Slurm Best Practices#

Slurm is the nerve center of many High-Performance Computing (HPC) clusters. Understanding it well is not optional; it’s a requirement for effective computational research or tasks. This guide outlines how to navigate Slurm as a user.

Job Submission#

Interactive and Batch Jobs#

Batch Jobs: Use sbatch for long-running jobs. Create an sbatch script specifying resources and runtime parameters.
Interactive Jobs: For testing or debugging, use srun or salloc.

Sbatch Scripts#

#!/bin/bash
#SBATCH --job-name=example_job
#SBATCH --nodes=1
#SBATCH --cpus-per-task=4
#SBATCH --mem=8G
#SBATCH --time=2-00:00:00

# commands to execute

The above script is a template. Modify the directives according to your needs.
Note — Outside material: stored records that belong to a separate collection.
PR #287, opened 2021-01-06
feat: Dynamic article MPU selection

Geoff-Ford:
https://nidigitalsolutions.jira.com/browse/TNLT-5829

Made article mpu type dependent on if non-paragraph content found within the first 10 items of an article.
* Single MPU if non-paragraph content found within the threshold
* Double MPU if not

https://user-images.githubusercontent.com/5103512/103775064-71e86600-5025-11eb-8fd3-c78eb498d6fb.mov

### DIFF
--- a/packages/article-skeleton/src/body-utils.js
+++ b/packages/article-skeleton/src/body-utils.js
@@ -89,14 +89,19 @@ const setupArticleMpuAd = (
   skeletonProps,
 ) => {
   const adPosition = 5;
-  const slotName = "native-single-mpu";
-  const { height, width } = sizeMap[slotName][0];
+  const doubleMPUThreshold = 10;
 
   // Get index of nth (adPosition) paragraph
   let nthParagraphIndex = currentAdSlotIndex;
 
+  let hasNonParagraphContentBeforeThreshold = false;
+
   contentWithoutAdSlot.reduce((count, item, index) => {
-    if (item.name !== "paragraph") return count;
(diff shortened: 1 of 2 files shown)


packages/article-skeleton/src/body-utils.js
```diff
@@ -89,14 +89,19 @@ const setupArticleMpuAd = (
   skeletonProps,
 ) => {
   const adPosition = 5;
```
Geoff-Ford, line 91: @c-j-j  Re your comment yesterday on `adPosition` and using the default position provided by TPA. Forgot to mention that we now ensure the ad is displayed after `adPosition` number of actual paragraphs regardless of any other content like images and interactives that might be present in

c-j-j: Ah right, fair enough. So it's not a good idea to infer that position from the TPA content as they may not have factored in the images/etc.

aronshamash: ok so are we saying we going to ignore ad position TPA sends us ?

Geoff-Ford: We have been since the introduction of inline ads. Mobile however doesn't get touched so uses the default TPA position.

aronshamash (approved):

kamiranoff (approved):

c-j-j (approved):

PR #288, opened 2021-01-07
fix: (TNLT-995) [Revert] Add image placeholders for offline use (iOS)

kamiranoff:
Reverts newsuk/times-components-native#273

I believe this causing some images not to display
Simulator Screen Shot - iPhone 12 Pro - 2021-01-07 at 09 59 43


c-j-j (approved):

Geoff-Ford:
Have you checked in with @GeorgianSorinMaxim ? He was looking into a fix for this. If it is something minor then easier to add a small fix than revert the whole PR. Unless it is urgent?

aronshamash (approved):

kamiranoff:
> Have you checked in with @GeorgianSorinMaxim ? He was looking into a fix for this. If it is something minor then easier to add a small fix than revert the whole PR. Unless it is urgent? ie. has this made it out into the wild?

I think he is ok with. We could wait for a fix, but I think Shariff wants a build to test. So up to @GeorgianSorinMaxim ?

PR #289, opened 2021-01-07
fix: (TNLT-994) AND/IOS Update play button to new design

kamiranoff:
- Change play video icon to the new design. (https://www.figma.com/file/iLZzyu9pI42Ch8AkIVhfhA/TNLT-994%E2%80%93Play-Icon?node-id=1%3A6)

before:
Simulator Screen Shot - iPhone 12 Pro - 2021-01-07 at 12 17 37
Screenshot_1610021882

after:
Screenshot_1610019994
Screenshot_1610020000


packages/article-lead-asset/article-lead-asset.showcase.js
```diff
@@ -1,5 +1,5 @@
 import React from "react";
-import { Text } from "react-native";
+import { Dimensions, Text } from "react-native";
```
aronshamash, line 2: There is a `getDimensions` from the `utils` package that you could use btw

packages/video/src/play-icon.native.tsx
```diff
@@ -0,0 +1,38 @@
+import React, { FC } from "react";
+import Svg, { Path, Rect } from "react-native-svg";
+
+export enum PLAY_ICON_SIZE {
```
aronshamash, line 4: I like this style of setting constants. Should we move in this direction @Geoff-Ford @c-j-j ? We have a range of ways but this is my preferred but hadn't done because they tend to be done using lower camel case consts.

packages/video/src/play-icon.native.tsx
```diff
@@ -0,0 +1,38 @@
...
+  MEDIUM = 48,
+  LARGE = 64,
+  XLARGE = 76,
+}
+
+export type PlayIconProps = {
+  containerWidth?: number;
+};
+
+const getSize = (containerWidth: number) => {
```
aronshamash, line 15: could use an object literal here to remove logic?

packages/video/src/play-icon.native.tsx
```diff
@@ -0,0 +1,38 @@
+import React, { FC } from "react";
```
aronshamash, line 1: we don't need a `.native` file as this repo is native only.

packages/video/src/play-icon.native.tsx
```diff
@@ -0,0 +1,38 @@
...
+    case containerWidth > 563:
+      return PLAY_ICON_SIZE.LARGE;
+    case containerWidth > 755:
+      return PLAY_ICON_SIZE.XLARGE;
+    default:
+      return PLAY_ICON_SIZE.SMALL;
+  }
+};
+
+const PlayIcon: FC<PlayIconProps> = ({ containerWidth = 0 }) => {
```
aronshamash, line 28: is this how we want to go forward with icons in situ rather than in `icons` ?

aronshamash:
@kamiranoff looks much better!

packages/video/src/play-icon.native.tsx
kamiranoff: This was already in the video folder. it shows as a new file because I changed from .js to .tsx. 
I think it makes sense to have it within the video folder, but it also makes sense to put it in icons.

packages/video/src/play-icon.native.tsx
c-j-j: Yes, happy with this convention. It makes it clear that this is a global constant whenever it's used.

packages/video/src/play-icon.native.tsx
kamiranoff: I am not sure I understand how?

packages/video/src/play-icon.native.tsx
kamiranoff: I realised this doesn't need to be exported anymore btw.

packages/video/src/play-icon.native.tsx
kamiranoff: I could also put this function inside the component to avoid passing a parameter. Wasn't sure which approach was best

packages/video/src/play-icon.native.tsx
Geoff-Ford: Yep, best for "global" constants. Not necessary for local ones.

packages/video/src/play-icon.tsx
```diff
@@ -0,0 +1,38 @@
...
+    case containerWidth > 270:
+      return PLAY_ICON_SIZE.MEDIUM;
+    case containerWidth > 563:
+      return PLAY_ICON_SIZE.LARGE;
+    case containerWidth > 755:
+      return PLAY_ICON_SIZE.XLARGE;
+    default:
+      return PLAY_ICON_SIZE.SMALL;
+  }
+};
```
Geoff-Ford, line 26: Won't everything above 270 get `PLAY_ICON_SIZE.MEDIUM`? Think the order needs to be reversed i.e. start with largest getting smaller?

Geoff-Ford: Guess this also shows we need some tests for this also to capture all the variations.

packages/video/src/play-icon.native.tsx
aronshamash: I think it depends on if it is reusable. Going forward I prefer they are close to where they are used so keep here. If any `icons` used in multiple place then `icons` makes more sense

packages/video/src/play-icon.tsx
kamiranoff: oh.. yes, good point, that is not gonna work. I ll change this.

packages/video/src/play-icon.native.tsx
aronshamash: actually I think it is fine outside with para. Forget about putting into object literal don't think it will make it easier to read. Just needs a test maybe ?

packages/video/src/play-icon.tsx
kamiranoff: I have fixed the logic.

aronshamash (approved):
looks good

c-j-j (approved):
Looks good!

Geoff-Ford (approved):

PR #291, opened 2021-01-07
feat: (TNLT-3187) Article read indicator

aronshamash:
- Article Read UI treatment only
- https://nidigitalsolutions.jira.com/browse/TNLT-3187
- Native will send over an array of `readArticles` to the `section` page which is put in context.
- Most of the changes are in `packages/edition-slices/src/tiles/shared/tile-summary.tsx` 
- Article Flags don't use render props like the rest of the components but a refactor to make consistent with rest would be fairly large and touch lots of code so hence the need to do the flags animation in `ArticleSummary` not `TileSummary`
- Tablet only feature
- Only edition slices
-  Delay of `500` ms before animation
- Animation duration of `500` ms

### Interaction
https://user-images.githubusercontent.com/1736782/104214423-528b7780-542f-11eb-9651-3ec324ad61ac.mov

### iOS 
Screenshot 2021-01-11 at 16 31 10
Screenshot 2021-01-11 at 16 27 03

### Android 
Screenshot 2021-01-08 at 11 20 29


packages/edition-slices/src/tiles/shared/tile-summary.tsx
```diff
@@ -0,0 +1,197 @@
...
+  ArticleSummaryStrapline,
+} from "@times-components-native/article-summary";
+import { SectionContext } from "@times-components-native/context";
+import { ArticleFlags } from "@times-components-native/article-flag";
+import { colours } from "@times-components-native/styleguide";
+import { ResponsiveContext } from "@times-components-native/responsive";
+import PositionedTileStar from "./positioned-tile-star";
+
+interface Props {
+  bylines?: any;
```
aronshamash, line 15: TODO is all this typing

packages/pages/src/section/section.js
```diff
@@ -142,6 +142,19 @@ class SectionPage extends Component {
       sectionName: section.name,
     });
 
+    const readArticles = [
+      "703d9a72-4f86-11eb-ad71-ea6bb4a570af",
```
aronshamash, line 146: These will come from Native layer but that will be in another future integration ticket. I will remove these before it is merged. This is just for testing.

packages/article-summary/src/article-summary.js
```diff
@@ -103,7 +124,9 @@ ArticleSummary.propTypes = {
     isVideo: PropTypes.bool,
     title: PropTypes.string,
     hide: PropTypes.bool,
+    markAsRead: PropTypes.bool,
   }),
+  saveStar: PropTypes.node,
```
aronshamash, line 129: some other missing `PropTypes`

packages/article-summary/src/article-summary.js
```diff
@@ -21,17 +21,38 @@ function renderAst(ast) {
 }
 
 function ArticleSummaryLabel(props) {
-  const { hide, title, isVideo } = props;
+  const { markAsRead, hide, title, isVideo } = props;
+  const [labelOpacity] = useState(new Animated.Value(1));
```
kamiranoff, line 25: I think you could also use `useRef` here if you don't need `setLabelOpacity` anywhere:
https://reactnative.dev/docs/animated#example
But I am not sure if it will change anything.

packages/edition-slices/src/tiles/shared/index.js
```diff
@@ -1,7 +1,7 @@
 import { getTileImage, getTileSummary, getTileStrapline } from "./utils";
 import TileLink from "./tile-link";
 import TileStar from "./tile-star";
-import TileSummary from "./tile-summary";
+import TileSummary from "./tile-summary.tsx";
```
kamiranoff, line 4: do you need the extension here?

packages/edition-slices/src/tiles/shared/tile-summary.tsx
```diff
@@ -0,0 +1,202 @@
...
+          {({ readArticles }) => {
+            const markAsRead = shouldMarkAsRead(isTablet, readArticles, id);
+
+            if (markAsRead) {
+              Animated.timing(textOpacity, {
+                delay: readArticleAnimationDelay,
+                duration: readArticleAnimationDuration,
+                toValue: 0.6,
+                useNativeDriver: false,
+              }).start();
```
kamiranoff, line 171: should this be in a `useEffect` instead to be triggered only if `markAsRead` changes to true?

packages/edition-slices/src/tiles/shared/tile-summary.tsx
```diff
@@ -0,0 +1,202 @@
...
+import { SectionContext } from "@times-components-native/context";
+import { ArticleFlags } from "@times-components-native/article-flag";
+import { colours } from "@times-components-native/styleguide";
+import { ResponsiveContext } from "@times-components-native/responsive";
+import PositionedTileStar from "./positioned-tile-star";
+
+interface Props {
+  bylines: BylineInput[];
+  bylineStyle?: StyleProp<ViewStyle>;
+  flagColour?: any;
```
kamiranoff, line 22: I guess object would be a little better

packages/edition-slices/src/tiles/shared/tile-summary.tsx
```diff
@@ -0,0 +1,202 @@
...
+  flagsStyle?: StyleProp<ViewStyle>;
+  headlineStyle?: StyleProp<ViewStyle>;
+  labelColour?: string;
+  linesOfTeaserToRender?: number;
+  strapline?: string;
+  straplineStyle?: StyleProp<ViewStyle>;
+  style?: StyleProp<ViewStyle>;
+  summary?: Markup;
+  summaryStyle?: any;
```
kamiranoff, line 31: I think this could be `StyleProp<TextStyle>`

packages/article-summary/src/article-summary.js
```diff
@@ -21,17 +21,38 @@ function renderAst(ast) {
...
   if (hide || (!title && !isVideo)) {
     return null;
   }
 
-  return (
+  if (markAsRead) {
+    Animated.timing(labelOpacity, {
+      duration: 500,
+      toValue: 0.6,
+      useNativeDriver: false,
```
c-j-j, line 35: what's the reason for setting this to `false`? Having a quick look at their docs, as we're animating an `opacity`value  it seems that we could set this to `true`...

packages/edition-slices/src/tiles/shared/tile-summary.tsx
```diff
@@ -0,0 +1,202 @@
...
+  const readArticleAnimationDuration = 300;
+  const readArticleAnimationDelay = 500;
+
+  type MarkAsReadProps = {
+    children: ReactNode;
+    markAsRead: boolean;
+  };
+
+  const MarkAsRead = ({ children, markAsRead }: MarkAsReadProps) => (
+    <>
```
c-j-j, line 88: is this fragment wrapper needed?

packages/edition-slices/src/tiles/shared/tile-summary.tsx
```diff
@@ -0,0 +1,202 @@
...
+      <MarkAsRead markAsRead={markAsRead}>
+        <ArticleSummaryStrapline strapline={strapline} style={straplineStyle} />
+      </MarkAsRead>
+    );
+
+  const shouldMarkAsRead = (
+    isTablet: boolean,
+    readArticles: Array<string> | null,
+    articleId: string,
+  ) => !!(isTablet && readArticles && readArticles.includes(articleId));
```
c-j-j, line 156: Did you notice any performance delay on the News section with this? If every tile is doing this on a large section, it could add a delay to the user - something to keep an eye on - and to add a `useMemo` if required.

packages/edition-slices/src/tiles/shared/tile-summary.tsx
```diff
@@ -0,0 +1,202 @@
...
+      {({ isTablet }) => (
+        <SectionContext.Consumer>
+          {({ readArticles }) => {
+            const markAsRead = shouldMarkAsRead(isTablet, readArticles, id);
+
+            if (markAsRead) {
+              Animated.timing(textOpacity, {
+                delay: readArticleAnimationDelay,
+                duration: readArticleAnimationDuration,
+                toValue: 0.6,
```
c-j-j, line 169: We have this value ( and the 500ms transition duration) duplicated in two places... is it worth extracting somewhere globally?

packages/edition-slices/src/tiles/shared/tile-summary.tsx
```diff
@@ -0,0 +1,202 @@
...
+              />
+            );
+          }}
+        </SectionContext.Consumer>
+      )}
+    </ResponsiveContext.Consumer>
+  );
+};
+
+export default TileSummary;
```
c-j-j, line 202: nice work translating this to Typescript

c-j-j (approved):
Couple of minor comments but overall the approach looks fine

packages/edition-slices/src/tiles/shared/index.js
aronshamash: no I think IDE added it helpfully !

packages/edition-slices/src/tiles/shared/tile-summary.tsx
aronshamash: for TS yes

packages/edition-slices/src/tiles/shared/tile-summary.tsx
aronshamash: no perf delay noticed but will keep an eye on it.

packages/article-summary/src/article-summary.js
aronshamash: Ah good point thanks I'll change. Shouldn't change anything.

packages/edition-slices/src/tiles/shared/tile-summary.tsx
aronshamash: yes I thought of this but couldn't think of the best place. Maybe just exported from `TileSummary` ? Any suggestions @c-j-j ?

c-j-j: Potentially the styleguide?

packages/edition-slices/src/tiles/shared/tile-summary.tsx
aronshamash: Can't use `Object` as a type. Nearest thing is `Record<string, unknown>`

packages/edition-slices/src/tiles/shared/tile-summary.tsx
aronshamash: unfortunately not because there is a `summaryStyle.lineHeight` which doesn't exist in that type

packages/edition-slices/src/tiles/shared/tile-summary.tsx
kamiranoff: ah, I think it's even better. At least it makes clear it is not a string that is expected.

packages/article-summary/src/article-summary.js
aronshamash: yes set to `true` now

packages/edition-slices/src/tiles/shared/tile-summary.tsx
aronshamash: Even that is an issue as `Property 'color' is missing in type`. this was the reason I left as `any` :(

kamiranoff: and what about:
```
{
 color: string
}
```

wouldn't that work?

Geoff-Ford:
Can you add any screenshots?

packages/edition-slices/src/tiles/shared/tile-summary.tsx
aronshamash: OK I've added to styleguide.

packages/edition-slices/src/tiles/shared/tile-summary.tsx
aronshamash: no see `typecheck` output:

```
yarn run v1.16.0
$ tsc --project ./
packages/edition-slices/src/tiles/shared/tile-summary.tsx:152:8 - error TS2322: Type '{ style: StyleProp<ViewStyle>; flags: (ExpirableFlag | null)[] | null | undefined; longRead: boolean | null | undefined; color: string; } | { ...; }' is not assignable to type 'IntrinsicAttributes & Pick<Pick<{ flags: any; longRead: any; color: any; style: any; withContainer: any; }, never> & Pick<InferProps<{ flags: Requireable<(InferProps<{ expiryTime: Requireable<string>; type: Requireable<...>; }> | null | undefined)[]>; longRead: Requireable<...>; withContainer: Requireable<...>; }>, ...'.
  Property 'color' is missing in type '{ style: StyleProp<ViewStyle>; flags: (ExpirableFlag | null)[] | null | undefined; longRead: boolean | null | undefined; }' but required in type 'Pick<Pick<{ flags: any; longRead: any; color: any; style: any; withContainer: any; }, never> & Pick<InferProps<{ flags: Requireable<(InferProps<{ expiryTime: Requireable<string>; type: Requireable<string>; }> | null | undefined)[]>; longRead: Requireable<...>; withContainer: Requireable<...>; }>, "longRead" | ... 1 ...'.

152       <ArticleFlags
           ~~~~~~~~~~~~


Found 1 error.
```

aronshamash:
> Can you add any screenshots?

done

kamiranoff (approved):

packages/edition-slices/src/tiles/shared/tile-summary.tsx
kamiranoff: Ah yes, it is strange. TypeScript thinks `color` is a required argument of `ArticleFlags ` and if `flagColour` is anything else than any it knows that color might not be provided.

Optimizing Resource Usage#

Specify Exact Requirements#

Use --cpus-per-task to specify the exact number of CPU cores your job requires.
Allocate only the memory you need using --mem. Make sure to check the amount of resources you are allowed to use for a given partition.

Monitoring Jobs#

Job Status#

squeue: Shows the status of your submitted jobs.
sacct: Provides account information after job completion, good for diagnosing problems.

Real-Time Monitoring#

sstat: This is your real-time dashboard for jobs, showing you CPU, memory, and IO metrics.

Troubleshooting#

Job Priority#

sprio: Use this to understand the priority of your pending jobs and why they might be queued.

Logs#

Each Slurm job generates logs. Know how to access and interpret them.

Data Management#

Input and Output#

Use --input and --output directives in your sbatch script to handle data.

Staging#

Utilize tools like rsync to move data to and from the cluster efficiently. Be mindful of disk quotas.